Crédit photo @ Yama's Pictures
En structure vétérinaire, s’exprimer sans crainte lorsque la sécurité des patients ou des humains est en jeu est primordial. Pourtant, dans certaines équipes, la parole est brimée à cause d’un climat interpersonnel complexe, voire malsain. Nous vous proposons d’explorer ensemble le concept de sécurité psychologique, son importance pour la sécurité des soins, le bien-être et la performance des équipes vétérinaires. En transposant au milieu vétérinaire les travaux d’Amy Edmondson, chercheuse nord-américaine, nous vous invitons à questionner votre équilibre entre sécurité psychologique et exigences de performance.

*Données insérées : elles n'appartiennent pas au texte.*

PR #1131, opened 2016-01-20
Make the Token ignore property a dynamic property.

zosrothko:
Hi

This PR make the ignore property for a token a dynamic programmable property. The use case that covers this PR is the following. When parsing a meta language, one needs sometime to parse portion of code of the language itself. In such case, all token should be recognized and passed thru the process without alteration. This includes the Comment token as well as the Whitespace token. This PR make the choice to ignore or not such tokens when parsed by the StreamTokenizer.

### DIFF
--- a/.gitignore
+++ b/.gitignore
@@ -77,6 +77,7 @@ Thumbs.db
 *.suo
 *.sdf
 *.opensdf
+*.opendb
 *.tlb
 *.tlh
 *.ilk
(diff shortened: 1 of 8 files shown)


zosrothko:
Hi
this Travis job #1592 TEST_NAME="Linux clang 3.4 (make)" started by the the Pull Request #1131 "Make the Token ignore property a dynamic property". failed on the following test with a segfault while others Travis jobs from the same test with Linux clang 3.4(make) are successfuls.

`testMaxKeepAlive: `
`Segmentation fault (core dumped)`

I would like to restart it but does not have the sufficient permission. Could you restart it?

zosrothko:
@obiltschnig Could you consider this PR for the next release?

PR #1809, opened 2017-07-12
make RecordSet::reset(stmt) return a reference to itself

alterratz:
Statement::reset returning a self-reference is very convenient.
Lets make RecordSet::reset do the same  :-)


obiltschnig:
There are possibly other methods where this could make sense too.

Qui, enfant, n’a jamais dissimulé une erreur à ses parents par peur de se faire gronder ? Qui, adolescent, n’a jamais gardé pour soi son stress pour faire bonne figure ? Qui, adulte, ne s’est jamais retenu de poser une question jugée " bête " ? Ces peurs des réactions de son entourage ne touchent pas que la sphère privée mais se retrouvent également au travail : se retenir de suggérer une organisation différente pour le planning par peur d’outrepasser son statut, cacher une erreur à son collègue par peur d’être jugé comme incompétent, ne pas oser redemander la posologie d’un médicament à injecter malgré ses doutes par peur de se faire sermonner…  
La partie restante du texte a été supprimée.